LiveChat is not HIPAA compliant by product label, but it can be used in a HIPAA-compliant manner when it is configured and governed to meet HIPAA Security Rule safeguards for access control, audit controls, integrity, person or entity authentication, and transmission security, and when LiveChat will sign a HIPAA Business Associate agreement for the deployment that involves creating, receiving, maintaining, or transmitting electronic protected health information.
HIPAA compliance for live chat depends on whether protected health information is created or exposed during chat interactions and how the chat data is transmitted, stored, accessed, and disclosed. A website chat widget can capture protected health information through free text, attachments, transcripts, and follow-up workflows, including email notifications and integrations with scheduling, customer relationship management, or ticketing systems. If protected health information is collected or accessible through the service, the vendor providing the live chat service functions as a Business Associate for that activity and a HIPAA Business Associate agreement is required.
LiveChat states that it is willing to sign a HIPAA Business Associate agreement for customers on its Enterprise plan and provides configuration guidance for customers operating under a signed agreement. A regulated entity should confirm the current plan requirement and execute the HIPAA Business Associate agreement before enabling any workflow in which protected health information could be submitted or viewed through the chat tool, including transcripts, archives, exports, and third-party integrations.
A HIPAA-aligned LiveChat deployment requires controls that limit who can access chat sessions and stored transcripts. Workforce members with access to LiveChat should have unique user accounts, role-based permissions, and multi-factor authentication where available. Administrative access should be restricted to authorized personnel and protected with strong authentication, and security settings should prevent unauthorized exports, uncontrolled transcript sharing, and unmanaged retention. Session handling should address inactivity timeouts and access termination when workforce members change roles or separate from the organization.
Audit controls need to support information system activity review. The implementation should generate logs for authentication activity, access to transcripts, administrative changes, and data exports, and the organization should define review and escalation procedures that align with its security incident response process.
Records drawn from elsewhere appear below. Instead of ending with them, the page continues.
PR #2265, opened 2022-03-10
Rework core tests

hoodmane:
This is on top of #2225. The goal is to be able to skip specific tests. Many core test sets have just one test that uses subprocess or threads. Others have a few tests that are failing due to upstream problems in emscripten. I went through and switched to skipping specific tests in as many cases as I could. In modules where most or all tests use threading or subprocess, I gave up and put a comment saying something like 35/50 tests fork and I didn't want to bother to salvage the remaining ones.

In order to accommodate using patterns to skip specific tests (and also extra comments) I switched the format of `python_tests` to a yaml file. This gives us significantly more flexibility in the structure of the file and allows us to use `ruamel.yaml` to update it. We gain a lot flexibility while reducing the length of `make_test_lists.py` modestly from 108 to 78 loc.

In the future, hopefully we should be able to make fixes by deleting one skip pattern and looking into why that particular test fails.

Transmission protections should be enabled for the chat widget and administrative console so chat content and session data are encrypted in transit.
Live chat creates additional exposure through embedded website components and connected services. If the chat widget or the webpage hosting it includes tracking technologies or third-party scripts that disclose protected health information to entities that are not authorized under the HIPAA Privacy Rule, the result can be an impermissible disclosure. Configuration and privacy review should control data collection on pages where individuals may submit health-related information and should restrict or remove integrations that transmit chat content to non-covered destinations.
LiveChat can support HIPAA compliance when a HIPAA Business Associate agreement is executed for the applicable service and the implementation enforces access restrictions, logging, transmission protections, retention controls, and integration governance for all protected health information handled through the chat channel.